### What you should do:
Retype the records in full, keeping each character as it is.

### Records for this task:
Issue #55, opened 2019-06-28
Funny fusion effects - constant as output of compilation group


t-vi:
Hi,

for fusing a not that much longer elementary pointwise computation, I get
```
with tvm::CompilationGroup_0 = graph(%0 : Float(*),
      %1 : Float(*)):
  %4 : int = prim::Constant[value=1]()
  %2 : int = prim::Constant[value=1]()
  %3 : Float(*) = aten::add(%0, %1, %2)
  return (%3, %4)
```
and the second output is then used outside the group, which is not good, as it'll hit errors when fusing the next thing.

Best regards

Thomas

t-vi:
Trying to produce a minimal example, I got:
```
RuntimeError: IValue is not a Scalar
The above operation failed in interpreter, with the following stack trace:
at <ipython-input-15-e6d508d37f4e>:3:12
@torch.jit.script
def func(x)->torch.Tensor:
    return x+torch.tanh(x+x)
           ~~~~~~~~~~~~~~~~ <--- HERE
```

t-vi:
So the first error seems related to `prim::Constant` being declared fusible.

As far as I understand, `prim::Constant` nodes are not usually declared fusible but instead are pulled in (but duplicated) when they are arguments to a fused node. This happens in GraphFuser::mergeNodeIntoGroup:

https://github.com/pytorch/pytorch/blob/2132ea1d8d6ca9cb2ab6c2206c7cdc9203e1908f/torch/csrc/jit/passes/graph_fuser.cpp#L359-L365

ulyssesxxxi:
Hi @t-vi,
I'm experiencing the same issue, while trying to compile a model from maskrcnn-benchmark. Do you know if there is any workaround until the issue is fixed?
Thx.

t-vi:
Yes, sorry, I have been meaning to send a PR, but you simply need to remove `prim::Constant` fusion.
https://github.com/pytorch/tvm/blob/7d3fa3fbd88855a1655c174cc43caac7fe6b954e/torch_tvm/operators.cpp#L417

I see, however, that #72 is moving away from the CustomGraphFuser (which ironically seems to be doing funny const handling, too, when the current approach makes fixing this simple).

PR #72, opened 2019-07-23
[fusion] Migrate away from CustomFuseGraph

bwasti:
* **#72 [fusion] Migrate away from CustomFuseGraph**

### DIFF
--- a/torch_tvm/fusion_pass.cpp
+++ b/torch_tvm/fusion_pass.cpp
@@ -19,11 +19,6 @@ value_list sortReverseTopological(ArrayRef<Value*> inputs, Block* block) {
 
 bool canHandle(Block* block, AliasDb& aliasDb);
 bool canHandle(Node* node, AliasDb& aliasDb) {
-  if (aliasDb.hasWriters(node)) {
-    if (!aliasDb.isInPlace(node)) {
-      return false;
-    }
-  }
   if (node->kind() == prim::Constant) {
     return true;
   }
@@ -53,6 +48,17 @@ c10::optional<Node*> tryMerge(
       aliasDb.moveBeforeTopologicallyValid(producer, consumer);
 
   if (!canMerge) {
+    return c10::nullopt;
+  }
+
+  // Consumer is only allowed to have writers
+  if (aliasDb.hasInputWriters(consumer)) {
+    if (!aliasDb.isInPlace(producer)) {
+      return c10::nullopt;
+    }
+  }
+
+  if (aliasDb.hasOutputWriters(consumer)) {
     return c10::nullopt;
   }
 
--- a/torch_tvm/fusion_pass.cpp
+++ b/torch_tvm/fusion_pass.cpp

### Written solution:
Issue #55, opened 2019-06-28
Funny fusion effects - constant as output of compilation group


t-vi:
Hi,

for fusing a not that much longer elementary pointwise computation, I get
```
with tvm::CompilationGroup_0 = graph(%0 : Float(*),
      %1 : Float(*)):
  %4 : int = prim::Constant[value=1]()
  %2 : int = prim::Constant[value=1]()
  %3 : Float(*) = aten::add(%0, %1, %2)
  return (%3, %4)
```
and the second output is then used outside the group, which is not good, as it'll hit errors when fusing the next thing.

Best regards

Thomas

t-vi:
Trying to produce a minimal example, I got:
```
RuntimeError: IValue is not a Scalar
The above operation failed in interpreter, with the following stack trace:
at <ipython-input-15-e6d508d37f4e>:3:12
@torch.jit.script
def func(x)->torch.Tensor:
    return x+torch.tanh(x+x)
           ~~~~~~~~~~~~~~~~ <--- HERE
```

t-vi:
So the first error seems related to `prim::Constant` being declared fusible.

As far as I understand, `prim::Constant` nodes are not usually declared fusible but instead are pulled in (but duplicated) when they are arguments to a fused node. This happens in GraphFuser::mergeNodeIntoGroup:

https://github.com/pytorch/pytorch/blob/2132ea1d8d6ca9cb2ab6c2206c7cdc9203e1908f/torch/csrc/jit/passes/graph_fuser.cpp#L359-L365

ulyssesxxxi:
Hi @t-vi,
I'm experiencing the same issue, while trying to compile a model from maskrcnn-benchmark. Do you know if there is any workaround until the issue is fixed?
Thx.

t-vi:
Yes, sorry, I have been meaning to send a PR, but you simply need to remove `prim::Constant` fusion.
https://github.com/pytorch/tvm/blob/7d3fa3fbd88855a1655c174cc43caac7fe6b954e/torch_tvm/operators.cpp#L417

I see, however, that #72 is moving away from the CustomGraphFuser (which ironically seems to be doing funny const handling, too, when the current approach makes fixing this simple).

PR #72, opened 2019-07-23
[fusion] Migrate away from CustomFuseGraph

bwasti:
* **#72 [fusion] Migrate away from CustomFuseGraph**

### DIFF
--- a/torch_tvm/fusion_pass.cpp
+++ b/torch_tvm/fusion_pass.cpp
@@ -19,11 +19,6 @@ value_list sortReverseTopological(ArrayRef<Value*> inputs, Block* block) {
 
 bool canHandle(Block* block, AliasDb& aliasDb);
 bool canHandle(Node* node, AliasDb& aliasDb) {
-  if (aliasDb.hasWriters(node)) {
-    if (!aliasDb.isInPlace(node)) {
-      return false;
-    }
-  }
   if (node->kind() == prim::Constant) {
     return true;
   }
@@ -53,6 +48,17 @@ c10::optional<Node*> tryMerge(
       aliasDb.moveBeforeTopologicallyValid(producer, consumer);
 
   if (!canMerge) {
+    return c10::nullopt;
+  }
+
+  // Consumer is only allowed to have writers
+  if (aliasDb.hasInputWriters(consumer)) {
+    if (!aliasDb.isInPlace(producer)) {
+      return c10::nullopt;
+    }
+  }
+
+  if (aliasDb.hasOutputWriters(consumer)) {
     return c10::nullopt;
   }
 
--- a/torch_tvm/fusion_pass.cpp
+++ b/torch_tvm/fusion_pass.cpp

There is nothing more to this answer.